**Task:**
For the data below, restate word for word only the lines from the line containing "PR #1199, opened 2026-06-08" through the line containing "are built against.", both ends included.

Stored items:
***
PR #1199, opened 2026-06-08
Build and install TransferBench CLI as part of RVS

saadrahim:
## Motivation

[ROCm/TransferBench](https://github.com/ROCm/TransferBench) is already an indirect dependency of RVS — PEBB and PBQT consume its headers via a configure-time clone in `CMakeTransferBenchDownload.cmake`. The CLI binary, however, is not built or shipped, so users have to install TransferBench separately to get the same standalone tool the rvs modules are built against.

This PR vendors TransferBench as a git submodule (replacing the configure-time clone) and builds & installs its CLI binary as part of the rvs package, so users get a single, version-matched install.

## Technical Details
***
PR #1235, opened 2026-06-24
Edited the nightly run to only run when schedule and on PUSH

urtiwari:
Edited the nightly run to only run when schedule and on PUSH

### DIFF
***
**Solved problem:**
PR #1199, opened 2026-06-08
Build and install TransferBench CLI as part of RVS

saadrahim:
## Motivation

[ROCm/TransferBench](https://github.com/ROCm/TransferBench) is already an indirect dependency of RVS — PEBB and PBQT consume its headers via a configure-time clone in `CMakeTransferBenchDownload.cmake`. The CLI binary, however, is not built or shipped, so users have to install TransferBench separately to get the same standalone tool the rvs modules are built against.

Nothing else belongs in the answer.